İsmail Haniye, Filistinlilerin iç anlaşmazlıkları sona erdirmek için attığı adımlara hakkında şunları söyledi: ‘İhtilafların son bulması, birlik ve beraberliğin gerçekleşmesi şarttır ve bunun için elimizi uzatıyoruz ve buna hazırız ama maalesef Filistin Yönetimi'ndeki kardeşlerimiz bu çabalara ciddi bir yanıt vermediler. Bunlardan sonuncusu, tam bir uzlaşma beyannamesi olan Cezayir Deklarasyonu idi. Ben, Filistin'in iç birliğini ve teşkilatını tesis etmek ve işgalcilere karşı bir savunma stratejisi oluşturmak için bu anlaşmayı tam olarak uygulamaya hazır olduğumuzu açıklıyorum.

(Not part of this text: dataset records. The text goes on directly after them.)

PR #13832, opened 2023-11-12
Code Quality: Fix async warnings

yaira2:
**Resolved / Related Issues**
Fix async warnings


0x5bfa (approved):
There're some methods shall not be async but all of them here look good

yaira2:
> There're some methods shall not be async

How can this be determined and should we suppress the warning in those cases?

0x5bfa:
> > There're some methods shall not be async
> 
> 
> 
> How can this be determined and should we suppress the warning in those cases?

No warnings there. IntelliSense suggests to make it async but no warning.

PR #13847, opened 2023-11-13
Fix: Fixed an issue where selection would get canceled after pressing upper arrow key

### LINKED ISSUE #13798: Bug: Highlight and selection gets cancel if upper arrow key pressed afterwards
### Description

Selection of the part of the file name gets canceled after reaching the start position and again keep pressing (once or more than once) the up arrow key.

This screenshot shows that I selected (shift+left arrow) the full file name from the last and reached the starting letter.
After this, if I press even for once the left arrow key, the whole selection cancels out and the arrow returns to the starting letter only.

### Steps To Reproduce

1. Select the file to rename.
2. Choose "rename' to either add or delete the texts as per your choice.
3. Keep the cursor anywhere except for the starting first letter.
4. Use shift+left arrow key to start the selection and select all the letters till you cover the starting letter as well.
5. Now press the shift+left key once more and the whole selection will cancel out. And your cursor will be at the beginning.

### Requirements

It should not cancel out the selection even after reaching and covering till first starting letter.

### Files Version

3.0.3.0

### Windows Version

10.0.22631.2506

### Log File

[debug.log](https://github.com/files-community/Files/files/13320658/debug.log)

RieBi:
**Resolved / Related Issues**
   Closes #13798 

**Validation**
   1. Open app
   2. Select an item
   3. Press F2 to rename
   4. Move pointer to middle of name
   5. Press Shift+UpArrow many times
   6. Confirm that selection does not get canceled
   7. Go to step 4
   8. Press Shift+DownArrow many times
   9. Confirm that selection does not get canceled

### DIFF
--- a/.github/workflows/format-xaml.yml
+++ b/.github/workflows/format-xaml.yml
@@ -1,0 +1,128 @@
+name: Format XAML
+on:
+  issue_comment:
+    types: [created]
+
+jobs:
+  format-xaml:
+    if: github.event.issue.pull_request && github.event.comment.body == '/format'
+    runs-on: ubuntu-latest
+    environment: Pull Requests
+    defaults:
+      run:
+        shell: pwsh
+
+    steps:
+      - name: Generate GitHub Apps token
+        id: generate
+        uses: tibdex/github-app-token@v1
+        with:
+          app_id: ${{ secrets.BOT_APP_ID }}
+
+          private_key: ${{ secrets.BOT_PRIVATE_KEY }}
+
+
+      - name: Create run condition variable
+        run: |
+          # this is required for early termination in case any conditions aren't satisfied
+          # https://github.com/actions/runner/issues/662
+          
+          "CAN_RUN=1" | Out-File -FilePath $env:GITHUB_ENV -Append
+
+      - name: Login to gh cli
+        run: |
+          "GH_TOKEN=${{ steps.generate.outputs.token }}" | Out-File -FilePath $env:GITHUB_ENV -Append
+
+      - name: Check if PR can be committed to
+        run: |
+          if (!(gh pr -R ${{ github.repository }} view ${{ github.event.issue.number }} --json maintainerCanModify -q '.maintainerCanModify' | ConvertFrom-Json))
+          { 
+            gh pr comment ${{ github.event.issue.number }} -b "This PR cannot be committed to. Ensure that Allow edits from maintainers is enabled."
+            "CAN_RUN=0" | Out-File -FilePath $env:GITHUB_ENV -Append
+          }
+          
+          # all steps after this one must have the env.CAN_RUN == 1 condition
+
+      - name: Set git identity
+        if: env.CAN_RUN == 1
+        run: |
+          $data = gh api graphql -f query='query {
+            viewer {
+              login
+              databaseId
+            }
+          }'  --jq '.data.viewer' | ConvertFrom-Json
+
+          git config --global user.name "$($data.login)"
+          git config --global user.email "$($data.databaseId)+$($data.login)@users.noreply.github.com"
+
+
+      - uses: actions/checkout@v4
+        if: env.CAN_RUN == 1
+
+      - name: Checkout PR
+        if: env.CAN_RUN == 1
+        run: gh pr checkout ${{ github.event.issue.number }} -b pr
+
+      - name: Check if PR has modified XAML files
+        if: env.CAN_RUN == 1
+        run: |
+          $baseRef = gh pr view ${{ github.event.issue.number }} --json baseRefName --jq '.baseRefName'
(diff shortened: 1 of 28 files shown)


src/Files.App/Views/LayoutModes/StandardLayoutMode.cs
```diff
@@ -248,11 +248,13 @@ protected async void RenameTextBox_KeyDown(object sender, KeyRoutedEventArgs e)
 					e.Handled = true;
 					break;
 				case VirtualKey.Up:
-					textBox.SelectionStart = 0;
+					if (textBox.SelectionStart != 0)
```
yaira2, line 251: I think it might be cleaner to check if the `shift` key is pressed. Let me know if you have any questions on how to do this.

RieBi: Yeah, I'm now checking for the shift key

RieBi:
So there were some inconsistent behaviors with how selection and up arrow key and down arrow key worked, for example pressing down arrow key moves pointer to the end, but if pointer was at the start, then it did nothing, which I suppose shouldn't have been the case.

I fixed those things along with the main issue where selection would get canceled after pressing shift+up arrow key multiple times. I hope my changes did not introduce any behaviors that were not meant to be

yaira2:
@RieBi the original issue author reported that the issue is already fixed on their side so it might have just been a transient issue.

RieBi:
> @RieBi the original issue author reported that the issue is already fixed on their side so it might have just been a transient issue.

Well it's kind of interesting because the original issue that the author was talking about is still present in the latest release

RieBi:
@yaira2 maybe I could open my own issue addressing the problem? Because the bug still exists in the latest release and it would have been nice to have it fixed

src/Files.App/Views/LayoutModes/StandardLayoutMode.cs
```diff
@@ -248,23 +250,47 @@ protected async void RenameTextBox_KeyDown(object sender, KeyRoutedEventArgs e)
 					e.Handled = true;
 					break;
 				case VirtualKey.Up:
-					textBox.SelectionStart = 0;
+					if (isShiftPressed)
+					{
```
yaira2, line 254:
```suggestion
					if (!isShiftPressed)
					     textBox.SelectionStart = 0;
```
I think this should be enough

RieBi: Nope it isn't

RieBi:
OK I updated the branch to the latest commit of main. Regarding the logic, I don't think anything can be shortened there without breaking anything (that's concerning @yaira2 's last review)

src/Files.App/Views/LayoutModes/StandardLayoutMode.cs
yaira2: I can do some more testing on my side, but it should be enough to just return early is shift is pressed.

RieBi: Yep you might try. But I have already tried doing such things and it mostly didn't work so I had written full behavior for every case.

yaira2:
@RieBi can you take a look at commit I pushed?

yaira2 (approved):

RieBi:
> @RieBi can you take a look at the commit I pushed?

Yeah. I tested it, and it doesn't work quite as expected. It fixes like 50% of stuff, but the other 50% is still bugged and inconsistent.

Basically it's the same thing that I did first when I was fixing this issue, and it fixes some things, but there is more to it because the base textbox selection behavior is very buggy and weird per se.

RieBi:
@yaira2

yaira2:
What types of issue are still present?

RieBi:
For example, I suppose that intended behavior of pressing down arrow should move the cursor to the end. And it does, except when the cursor is at the very beginning - in that case it does nothing.

Also, shift+down arrow should expand the selection until the end, and sometimes it does, but sometimes not - specifically, when there's already any selection present. 

So as I see it is repeatedly pressing up and down arrows should change the cursor position between beginning and end. But in reality, you can now go to start with up button, you wouldn't be able to go to the end by pressing down arrow, although pressing down arrow in other scenarios would bring the cursor to the end.

So I find it kind of frustrating to work with selection using keyboard as of now due to the mentioned issues.

RieBi:
@yaira2

yaira2:
> For example, I suppose that intended behavior of pressing down arrow should move the cursor to the end. And it does, except when the cursor is at the very beginning - in that case it does nothing.

This appears to be the default behavior for the WinUI text box so I think we can leave it as is.

yaira2:
> Also, shift+down arrow should expand the selection until the end, and sometimes it does, but sometimes not - specifically, when there's already any selection present.

I'll take a look at this

PR #13899, opened 2023-11-15
Fix: Fixed NullReferenceException in UpdateInstancePropertiesAsync

yaira2:
Fixed NullReferenceException in UpdateInstancePropertiesAsync


src/Files.App/ViewModels/MainPageViewModel.cs
```diff
@@ -144,10 +144,8 @@ public async Task UpdateInstancePropertiesAsync(object navigationArg)
 					var rightTabInfo = await GetSelectedTabInfoAsync(paneArgs.RightPaneNavPathParam);
 					windowTitle = $"{leftTabInfo.tabLocationHeader} | {rightTabInfo.tabLocationHeader}";
 				}
-				else
-				{
+				else if (paneArgs.LeftPaneNavPathParam is not null)
```
hishitetsu, line 147: Sorry, I missed your PR and created another one. But I don't think that a null argument to GetSelectedTabInfoAsync will cause an exception.

yaira2: Let's go with your PR

PR #13902, opened 2023-11-16
Fix: Fixed potential crash when restoring from Recycle Bin

yaira2:
**Resolved / Related Issues**
Fixes `System.Runtime.InteropServices.COMException: Error HRESULT E_FAIL has been returned from a call to a COM component`

### DIFF
--- a/src/Files.App/Utils/RecycleBin/RecycleBinHelpers.cs
+++ b/src/Files.App/Utils/RecycleBin/RecycleBinHelpers.cs
@@ -79,7 +79,7 @@ namespace Files.App.Utils.RecycleBin
 
 		public static async Task RestoreRecycleBinAsync()
 		{
-			var ConfirmEmptyBinDialog = new ContentDialog()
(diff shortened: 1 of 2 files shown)


src/Files.App/Utils/RecycleBin/RecycleBinHelpers.cs
```diff
@@ -92,7 +92,10 @@ public static async Task RestoreRecycleBinAsync()
 
 			if (result == ContentDialogResult.Primary)
 			{
-				Vanara.Windows.Shell.RecycleBin.RestoreAll();
+				SafetyExtensions.IgnoreExceptions(() =>
```
hishitetsu, line 95: This should work, but wouldn't it be more helpful to have a dialog if an exception occurs?

yaira2: Added 👍

hishitetsu (approved):
LGTM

İşgalciler Batı Şeria topraklarını ilhak etmeye çalışıyorlar ve bu, bununla birleşik bir şekilde mücadele etmeleri için Filistinliler arasında iç uzlaşma sağlanmasını gerekli kılıyor. Filistin Yönetimindeki kardeşler, Hamas ve diğer Filistinli gruplarla ortak olmaya ikna olmuş durumda değiller. Dediğim gibi, bu durumdan çıkmaya ve işgalcilerle birleşik bir şekilde mücadeleye tamamen hazırız. Eğer Filistinlilerin karar alma mekanizması yabancı iradeden çıkarılırsa uzlaşma gerçekleşebilir.

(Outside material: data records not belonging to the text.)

PR #13920, opened 2023-11-16
Fix: Fixed IO Error in RunCompatibilityTroubleshooterAsync

yaira2:
**Resolved / Related Issues**
Fixed `System.IO.IOException: The process cannot access the file 'C:\Users\USER\AppData\Local\Temp\CompatibilityTroubleshooterAnswerFile.xml' because it is being used by another process.`

### DIFF
--- a/src/Files.App/Utils/Shell/LaunchHelper.cs
+++ b/src/Files.App/Utils/Shell/LaunchHelper.cs
@@ -34,7 +34,11 @@ namespace Files.App.Utils.Shell
 		public static Task<bool> RunCompatibilityTroubleshooterAsync(string filePath)
 		{
 			var compatibilityTroubleshooterAnswerFile = Path.Combine(Path.GetTempPath(), "CompatibilityTroubleshooterAnswerFile.xml");
-			File.WriteAllText(compatibilityTroubleshooterAnswerFile, string.Format("<?xml version=\"1.0\" encoding=\"UTF-8\"?><Answers Version=\"1.0\"><Interaction ID=\"IT_LaunchMethod\"><Value>CompatTab</Value></Interaction><Interaction ID=\"IT_BrowseForFile\"><Value>{0}</Value></Interaction></Answers>", filePath));
+
+			SafetyExtensions.IgnoreExceptions(() =>
+			{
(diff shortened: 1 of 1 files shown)


src/Files.App/Utils/Shell/LaunchHelper.cs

Filistin ulusuna zarar verecek herhangi bir karar dikkate alınmaz. Filistin'in resmi karar alma mekanizması üzerindeki herhangi bir dış baskı, Filistin'in iç durumu üzerinde olumsuz bir etkiye sahip olacaktır. Artık Filistinlilerin resmi karar verme mekanizmasının dış baskılardan arındırılmasının zamanı geldi.’